Faced with the decision, a crossroads where various friends of wisdom part ways, I find myself forced to choose. As with all such decisions, it’s a tough choice, and I feel torn by conflicting loyalties. Yet ironically, I think this is a moment where Talisse may part ways with himself. At times, he proports to be fighting an unflinching battle, as when he defends propositions about the grounds of truth or the structure of deliberation. At other times, however, he recommends ‘epistemological modesty,’ as when he questions the modesty of activists who organize in solidarity with policy-propositions without consulting with their political opponents. Is this a form/content problem? That is, must we be zealous in our defense of the grounds and dispositions of epistemological wrangling so as to preserve a space where disputation and contestation can happen safely and out the truth? This would paint Talisse as a fanatical fallibilist, a dogmatic relativist in good company with post-structuralists like my friends and I. This is the sort of corner into which analytic philosophers usually avoid painting themselves, the conversation they avoid at the cocktail party.

Here’s what’s wrong with truth: everything breaks down when we ask what sorts of reasons one should use to dispute epistmological claims. Are we required to use mutually-persuasive reasons? Can I pull out a copy of the journal Nature ? What about Derrida’s Of Grammatology? Can someone else use the Bible? (Why isn’t Bible italicized, by the way?) What if I stand up and proclaim that my momma told me not to take wooden nickels and not to invest social security in the stock market? My momma’s got epistemic authority aplenty. Should that proclamation carry the same weight as economists? What happens when a presentation on global warming is greeted with jeers? “Lies, damn lies, and statistics!” they shout. Or, as Talisse himself is fond of asking: “What would the white supremacist say?” (We’ve shortened this to “WWWSD?” for concision.)

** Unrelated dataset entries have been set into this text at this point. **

PR #2960, opened 2026-06-09
Find writeback registers

slate5:

**Detailed description**

Detection of writebacks was only partially implemented:
- MCInst_handleWriteback() was not called, so tied_op_idx was not filled
- map_get_op_access() in RISCV_add_cs_detail_0() queried tied_op_idx unnecessarily, because all elements were -1 (initialization value)

This uses auto-sync to find writebacks instead of having a custom function in arch/RISCV/

**Test plan**

...

**Closing issues**

...

### DIFF
--- a/arch/RISCV/RISCVDisassembler.c
+++ b/arch/RISCV/RISCVDisassembler.c
@@ -748,6 +748,11 @@ bool RISCV_LLVM_getInstruction(csh handle, const uint8_t *Bytes, size_t ByteLen,
 {
 	RISCV_init_cs_detail(MI);
 	MI->MRI = (MCRegisterInfo *)Info;
-	return RISCV_getInstruction(MI, Size, Bytes, ByteLen, Address, NULL) !=
-	       MCDisassembler_Fail;
+	DecodeStatus ret =
+		RISCV_getInstruction(MI, Size, Bytes, ByteLen, Address, NULL);
+
+	MCInst_handleWriteback(MI, RISCVDescs.Insts,
+			       ARR_SIZE(RISCVDescs.Insts));
+
+	return ret != MCDisassembler_Fail;
 }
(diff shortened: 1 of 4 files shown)


Rot127 (changes requested):
Please add the instruction which let you find the bug as test.

slate5:
I didn't, i could run a lot of instructions in the hope of finding a discrepancy between manually setting RW access (as it was) and relying on auto-sync.

I came across this accidentally, and i thought it's neater and more robust...

Rot127:
@moste00 Can you please take a look. Maybe there was a reason you did it like that?

moste00:
This is correct, thank you @slate5 !

@Rot127 No, there was no any particular reason except that I just didn't know the writeback function existed, so I wrote a very narrow fix and moved on. I think Slate5 fix is probably better, if nothing else it net-removes code which is always a good thing. 

I tested it manually on 2 instruction that were fixed up by my narrow function and it worked, producing the same `READ|WRITE` access.

LGTM.

Rot127 (approved):

moste00:
@slate5 @Rot127 Just FYI, the original `add_missing_write_access` might have just been completely dead logic.

I just commented it in my `next` branch before this PR was merged, no test failure happened (I distinctly remember that I added it originally due to a test failure), and the 2 manual test cases also work just fine.

So I'm not sure what `MC_handlwriteback` is doing, but removing `add_missing_write_access` is the correct move. If `MC_handlewriteback` is present in other archiectures then leave it be too.

Rot127:
LLVM defines what registers are read + written. In the .td files they are in the `Constraints` field. It looks something like that: `Constraints = "Rb = RB_wb"` (`wb` for write back). Those constraints are of course in the instruction info tables.
And `MC_handlwriteback` just checks for those and sets the flags.

slate5:
> @slate5 @Rot127 Just FYI, the original add_missing_write_access might have just been completely dead logic.

To your defense, I don't think it was dead logic. It did its job properly (detecting writebacks), but it relied on more hard-coded LLVM output (the first op has to be RISCV_OP_INVALID), so I don't know if that would be robust in the future :)

PR #2966, opened 2026-06-16
Fix crash due to invalid register

moste00:

**Detailed description**

There is a type of operands in RISC-V vector instructions that is internally represented as an invalid register (as a marker), this invalid register value used to escape to Capstone's public API, now it no longer escapes.

One of the problems of the leak was a crash in `cstool`, but this was just a symptom to the real problem.  

...

**Test plan**

...

**Closing issues**

...

### DIFF
--- a/arch/RISCV/RISCVMapping.c
+++ b/arch/RISCV/RISCVMapping.c
@@ -58,6 +58,13 @@ void RISCV_add_cs_detail_0(MCInst *MI, riscv_op_group opgroup, unsigned OpNum)
 	    opgroup == RISCV_OP_GROUP_FRMArgLegacy)
 		return;
 
+	if (opgroup == RISCV_OP_GROUP_VMaskReg) {
+		MCOperand *mask = MCInst_getOperand(MI, OpNum);
+		if (MCOperand_isReg(mask) &&
+		    MCOperand_getReg(mask) == RISCV_NoRegister)
+			return;
+	}
+
 	if (opgroup == RISCV_OP_GROUP_FPImmOperand) {
 		unsigned Imm = (unsigned)MCInst_getOperand(MI, OpNum)->ImmVal;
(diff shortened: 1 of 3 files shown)


moste00:
Please review @Rot127

tests/MC/RISCV/macc_riscv64_riscv_v.txt.yaml
```diff
@@ -3,21 +3,48 @@ test_cases:
...
+                  access: CS_AC_READ_WRITE
+                - type: RISCV_OP_REG
+                  reg: v20
+                  access: CS_AC_READ
+                - type: RISCV_OP_REG
+                  reg: v4
+                  access: CS_AC_READ
+                - type: RISCV_OP_REG
+                  reg: v0
+                  access: CS_AC_READ
```
Rot127: Please copy the detail test to `tests/details/riscv.yml`
Those are just the MC tests and are auto-generated. So it will be overwritten.

arch/RISCV/RISCVMapping.c
```diff
@@ -58,6 +58,13 @@ void RISCV_add_cs_detail_0(MCInst *MI, riscv_op_group opgroup, unsigned OpNum)
 	    opgroup == RISCV_OP_GROUP_FRMArgLegacy)
 		return;
 
+	if (opgroup == RISCV_OP_GROUP_VMaskReg) {
+		MCOperand *mask = MCInst_getOperand(MI, OpNum);
+		if (MCOperand_isReg(mask) &&
+		    MCOperand_getReg(mask) == RISCV_NoRegister)
+			return;
```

Rules for reason-giving break down because initiating someone into the culture of philosophical reason-giving is a long, slow process. If you will, Rome wasn’t built in a day, and the Enlightenment didn’t illuminate Europe overnight. People don’t think rationally, as a demos. They respond to irrational authorities, like horoscopes, as easily as they do to scientific proclamations, because in both cases, the modeling and ‘research’ is beyond their specific ken. When it comes to moral propositions, most of us come to the world unarmed and defenseless, and we mostly find moral authorities who play on our basic intuitions, developing edifices of ethics that include inconsistencies and non sequiturs. Plus, even our moral authorities can’t agree.

And at the limits, in the penumbral realm of politics, we all run into trouble. When does life begin? When does it end? Who should have the right to the privileges of citizenship? What do we owe to the suffering of strangers in the Sudan, in Louisiana, in Iraq? How much is too much money? How poor is too much poverty? What are our goals? Who gets to be an expert on morality? What sorts of reasons are good reasons?

I suspect that Talisse would agree that these are all problems. I suspect that he believes these are reasons to support representative democracy over direct action, and to ignore the demos whenever its demands become unreasonable. I’m not ready to become so cynical, nor am I sure that he really espouses some of the views he performed in the classroom. Yet where we definitely part ways is at the crossroads of his faith that there is a truth-of-the-matter for such questions. As my momma says, there’s plenty of room for both of us to be right. I’m always willing to welcome him, if he comes over to my side of the argument.